Monday, October 23, 2006

It's all in the details, really.

[If you are reading this post on a site other than Basic Civilization, or reading this with Bitacle.org in the address, you are reading scraped and stolen content.]

If you look carefully, you will see that current thought on matters of menswear is pendulating* back in the direction of unaffected elegance. Mark you, this doesn't mean men are dressing that way in appreciably greater numbers, but it's a twinkle of optimism which bodes well for the very long term. At dead worst, it can't hurt.

When discussing the matter of unaffected elegance, what we really mean is the conjunction of simplicity and perfection (of fit, construction, etc.) and suitability (flattering color or cut, and so forth). Of course, the more simply elegant things get, the more scope there is for the man whose mind can work in subtle ways to express himself.

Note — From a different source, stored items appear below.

PR #828, opened 2024-10-02
RR-895 - Fixed and improved the "page not found" cypress tests

nathanrussell-moj-digital:
This PR fixes and improves a couple of cypress tests re: page not found

These tests need to be changed/improved as per this PR because the changes we are about to introduce re: caching prisoner searches ends up breaking one of the tests (because they are actually flawed! 🙄 )

### DIFF
--- a/integration_tests/e2e/page-not-found.cy.ts
+++ b/integration_tests/e2e/page-not-found.cy.ts
@@ -1,6 +1,7 @@
 import Page from '../pages/page'
 import Error404Page from '../pages/error404'
 import AuthSignInPage from '../pages/authSignIn'
+import AuthorisationErrorPage from '../pages/authorisationError'
 
 context('404 Page Not Found', () => {
   beforeEach(() => {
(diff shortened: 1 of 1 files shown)


integration_tests/e2e/page-not-found.cy.ts
```diff
@@ -27,7 +29,7 @@ context('404 Page Not Found', () => {
     Page.verifyOnPage(AuthSignInPage)
   })
 
-  it('should redirect to 404 page given user does not have any authorities', () => {
+  it('should redirect to Authorisation Error page given user does not have any authorities', () => {
```
nathanrussell-moj-digital, line 32: Previously this test was going to the 404 page not because the user had no/incorrect roles, but because we had not setup the stub for getting the prisoner by ID !!!, so it was actually that (getting a prisoner without setting up the stub) that was throwing the 404! 🙄

lynnette-orr (approved):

As I march inexorably towards senescence, I am beginning to look at different things when glancing at the pages of (what passes for) fashion magazines or noticing the aspect of my fellow man. 10 years ago I would have focused on his lapel or the cut of his trouser cuff. Today I notice things like the jetting of the pockets and the shape and finish of the buttonholes.

Which brings us to the topic of today lads (and those unfortunate lasses stuck with lads who ought be absorbing evcery word on this blog but aren't) which is the matter of bringing a subtle frisson of elegance to your array. Part of the "subtle" thing is to make sure that a) all the elements are individually subtle, and b) the aggregate of all these subtle elements is likewise subtle. That is to say, if you wear a discreet pair of cufflinks, with a discreet pocket watch chain and discreet fob, and a discreet collar pin, and a discreet signet ring, and a discreet tie clip/bar...well, a metric ton o' subtle is hardly subtle, is it?

The goal is for those who know to notice, and those who don't to not notice.

Here are some of my favorite gentlemanly fillips, fortunately in broader availability** these days:

1- Silk knot cufflinks. You may wear them in your school colors, to match your tie or pocket square, etc. It fairly elevated the wearer to the ionosphere of cognoscenti.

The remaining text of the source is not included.